[Sorry, this is a long post, looking at the history. I am in the process of writing an article related to this which I may post a draft of fairly soon.]
But I had thought that the term ‘multi system’ had another meaning too, that of many body systems and functions being affected.
It is another of those cases where people pick up words and use them in inconsistent ways to try to prove a point when all they are really doing is confusing people and making themselves look foolish to people familiar with the words.
Multi system-disease is used in medicine to mean a
process that has identifiable effects on the structure or workings of many systems. Which diseases that covers is pretty arbitrary. Lupus is called multi-system because you get kidney failure as well as arthritis. Diabetes has multi-system effects but because early on we knew there is one central problem of lack of insulin it isn't so often described as multi-system, but it can be. Multiple sclerosis tends not to be called multi-system, although it causes blindness and leg paralysis, because all features of MS are attributable to the same damage to central nervous cells (not even peripheral nerve cells).
So there is no agreement on exactly what deserves calling multi-system but the term is used when discussing what we know about underlying processes
we think are causing symptoms. In ME/CFS we have no idea what the processes are so talk in these terms is cheating.
How am I sure this is how it used? In the context of ME/CFS politics I think the best illustration is that if 'ME' were, maybe like 'CFS', psychosomatic, nobody would call it a multi-system disease, despite symptoms everywhere. If it were caused by viruses or autoimmune cells hidden in lots of different tissues it would.

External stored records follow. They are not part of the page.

Issue #37208, opened 2023-03-14
Design improvements to "Shared" indicator in files list


jancborchardt:
### How to use GitHub

* Please use the 👍 [reaction](https://blog.github.com/2016-03-10-add-reactions-to-pull-requests-issues-and-comments/) to show that you are interested into the same feature.
* Please don't comment if you have no relevant information to add. It's just extra noise for everyone subscribed to this issue.
* Subscribe to receive notifications on status change and new comments. 

**Is your feature request related to a problem? Please describe.**
2 issues with the "Shared" indicator in the files list:
- It is not super present
- The icons are not aligned with the icons of non-shared files

**Describe the solution you'd like**
- The text and icon of the "Shared" indicator could be colorized in `var(--color-primary-element)`
- The icons would look better if to the right of the "Shared" text, so they align with the other icons in the list

**Additional context**
Current:
![image](https://user-images.githubusercontent.com/925062/224966680-db5c41d3-597d-4603-8cfe-c9039ee9b89b.png)

Proposed:
![Sharing colorized](https://user-images.githubusercontent.com/925062/224966705-ca66773f-b6b1-4abe-a7a3-b170873e9db4.png)

gennaios:
I think the share action could be moved to the action menu. I don’t think users are constantly sharing files such that it needs a separate icon. Then the current icon could be shown only for shared files. Such would make it I think much more visible plus there would be more space for longer file names.

skjnldsv:
https://github.com/nextcloud/server/issues/38156

PR #42041, opened 2023-12-05
Revert "Improve shared status button"

skjnldsv:
This reverts commit c2c5994d7069464b9e69a54ce2c660a1a340c711.

Sorry @marcoambrosini, I cannot approve the previous PR:
1. using deep selectors is not acceptable to me
2. you're changing this for all actions, while only the sharing got request
3. a comment was written by a lead with another lead reaction and got completely ignored

I'll have a look with the design team to make sure we keep the previous issue fixed too

### DIFF
--- a/apps/files/src/components/FileEntry/FileEntryActions.vue
+++ b/apps/files/src/components/FileEntry/FileEntryActions.vue
@@ -37,7 +37,6 @@
 			:container="getBoundariesElement"
 			:disabled="isLoading || loading !== ''"
 			:force-name="true"
-			type="tertiary"
 			:force-menu="enabledInlineActions.length === 0 /* forceMenu only if no inline actions */"
 			:inline="enabledInlineActions.length"
 			:open.sync="openedMenu"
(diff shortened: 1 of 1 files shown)


artonge (approved):

Pytal (approved):

susnux (approved):

skjnldsv:
I'll have a look with the design team to make sure we keep the previous issue fixed too

marcoambrosini:
Aside from the execution, admittedly poor and rushed, I just want to register that I did this reluctantly and didn't agree much with the set of changes proposed for this button. Nor with how fast they were rushed in without exploring other solutions.
So I thought of this as a temporary hack, while waiting to have have shared separate shared and owner columns.

skjnldsv:
All good, Marco :)
if the button style must go, then it must go! But without global styling

jancborchardt (changes requested):
> I'll have a look with the design team to make sure we keep the previous issue fixed too

Could we make sure that we don’t revert it without addressing that part here already?
The specification / mockup exists at https://github.com/nextcloud/server/issues/37208, and as long as design-wise it looks like that, you are expert regarding implementation. :)

blizzz:
What about this PR, it appears stale?

PR #42055, opened 2023-12-06
enh(NavigationManager): Use ID as fallback for `app` property of entries

susnux:
## Summary
Some apps like Talk do not use the appinfo for registering the navigation entries but using the NavigationManager directly. Those apps do not always set the app property of the navigation entry, in this cases it is currently not possible to use that entry for the default app.

To fix 99% of the cases the ID is now checked to be a valid and enabled app and if yes then use it as fallback.

## Checklist

### DIFF
--- a/lib/private/NavigationManager.php
+++ b/lib/private/NavigationManager.php
@@ -95,7 +95,10 @@ class NavigationManager implements INavigationManager {
 			return;
 		}
 
+		$id = $entry['id'];
+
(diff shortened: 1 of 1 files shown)


nickvergessen (approved):

juliusknorr (approved):

nickvergessen:
❌  no-db tests fail and are related

PR #42065, opened 2023-12-06
fix: Let git ignore composer dev dependencies

susnux:
## Summary

Do not trash the state when running composer install with dev dependencies.

## Checklist

### DIFF
--- a/composer.json
+++ b/composer.json
@@ -11,6 +11,7 @@
 		}
 	},
 	"autoload": {
+		"exclude-from-classmap": ["**/bamarni/composer-bin-plugin/**"],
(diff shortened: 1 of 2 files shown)


ChristophWurst (approved):

composer.json
```diff
@@ -11,6 +11,7 @@
 		}
 	},
 	"autoload": {
+		"exclude-from-classmap": ["**/bamarni/composer-bin-plugin/**"],
```
nickvergessen, line 14: that's fancy and as the biggest pain so far

nickvergessen (approved):

PR #42094, opened 2023-12-07
Rename "global search" to "unified search"

nfebe:
- Changes appearances of "Global search" to "Unified search" in UI
- Refactors code, to remove usage of term "GlobalSearch" in files and code structure
- Rename old unified search to `legacy-unified-search`


AndyScherzinger (approved):

core/src/views/UnifiedSearchModal.vue
```diff
@@ -1,25 +1,24 @@
...
+	<NcModal id="unified-search"
+		ref="unifiedSearchModal"
+		:name="t('core', 'Unified search')"
 		:show.sync="internalIsVisible"
 		:clear-view-delay="0"
 		:title="t('Unified search')"
 		@close="closeModal">
 		<CustomDateRangeModal :is-open="showDateRangeModal"
-			:class="'global-search__date-range'"
+			:class="'unified-search__date-range'"
```
susnux, line 10:
```suggestion
			class="unified-search__date-range"
```

susnux (changes requested):
Tested and no search is loaded at all because of this error:

```
Uncaught Error: Could not find initial state limit-default of unified-search
    r index.es.mjs:13
    54201 UnifiedSearchService.js:30
    Webpack 5
        o
        c
        O
        <anonymous>
        <anonymous>
index.es.mjs:13:14

```

Fenn-CS:
> Tested and no search is loaded at all because of this error:
> 
> Uncaught Error: Could not find initial state limit-default of unified-search
>     r index.es.mjs:13
>     54201 UnifiedSearchService.js:30
>     Webpack 5
>         o
>         c
>         O
>         <anonymous>
>         <anonymous>
> index.es.mjs:13:14

This change does not contain the build, did you watch or build? I can't see this?

emoral435 (approved):
Tested this out in my dev setup and works, also looked over the code and it looks good to me 👍

emoral435:
> Tested and no search is loaded at all because of this error:

I think it is because of not running npm build or watch, as @Fenn-CS mentioned. After running watch, the app works as expected on my dev setup with no error

Fenn-CS:
@susnux Since, you left a change request on this, I would like you to take a look one more time, thank you!

susnux (approved):

Fenn-CS:
backport to stable28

My guess is that the use of 'complex multi-system disease' for ME/CFS (or in fact ME) started with the people who decided to re-write the Canadian criteria with the International Criteria. Fukuda had given criteria for 'CFS' that could be due to anything. The Canadian group wanted to create a consensus that included 'ME'. That made sense in the clinic since both terms pretty much described the same group of people - at least those whose lives were seriously impacted. I forget how much the Canadian criteria talk of causes but it is interesting that the group included people who were to re-convene for the ICC.
The ICC group decided to write new criteria just for 'ME'. I.e. the consensus hadn't worked. Moreover, members like Nancy Klimas were convinced that ME was a 'neuroimmune' disease. (It may be but we don't know.) The ICC criteria were written specifically to describe a neuroimmune disease - a multi-system disease (other systems were thrown in, making it more 'complex'). As a result the ICC do not really make sense and we have no idea whether they recognise anything worth recognising.
The reason why 'neuroimmune' was brought in, I presume, was because 'ME' had originally been the name of a proposed process that produced neurological signs as part of an acute illness at the Royal Free, in Iceland and maybe Incline Village. We still don't know whether there really were any neurological abnormalities in this acute illness and anyway, it is not ME/CFS as we now understand it. It was just one of many infections that can trigger ME/CFS.
So 'complex multi-system disease' entered talk about ME as a way of saying 'this cannot just be psychosomatic CFS because we know it is a specific process that affects nervous immune and other systems - we have evidence'. But we don't. The reason it isn't psychosomatic is that if you listen to people with ME/CFS over a period of years you can see that it doesn't add up. And psychological treatment doesn't work.
But the medical profession as a whole didn't buy this muddle about ME. What they were prepared to buy was the rather sensible Canadian idea that CFS=ME or ME=CFS, if you limit CFS to people with PEM, and they are the people who really need help. And ME here is Ramsay's 'chronic ME' not the acute 'neurological' ME. The psychiatrists preferred CFS/ME but didn't really want to recognise even the limited PEM based Canadian illness. ME/CFS won out, somehow, but 'complex multi-system disease' may have sounded impressive, so people wanted to justify it. They did that by saying that it meant that symptoms were produced in lots of parts of the body. But the truth is that they liked it because it implied that there was a multi system cause that was not psychogenic.
The end result is that although the 2021 NICE Guidelines are a major step forward they still carry all sorts of unhelpful baggage. Ironically, that is baggage of both sorts. There is still mention of multidisciplinary teams of rehabilitating therapists, of the sort beloved by the BPS crowd. There is also still the ghost of the confusion between acute neurological Royal Free disease and ME/CFS. ME/CFS isn't a neurological disease in any sense we understand, either. The WHO probably were as muddled as the ICC people.
I think it is important that people with ME/CFS do not get the impression that there is some dreadful process eating away at all their organs that may eventually kill them in the process. People get so ill they die, yes, but as far as we know if someone found the magic infusion these people could return to normal in an hour or so, just as people with myasthenia or Parkinson's, diabetic coma or Addison's can. In fact even more normal because as far as we know there is no permanent damage to anything in ME/CFS.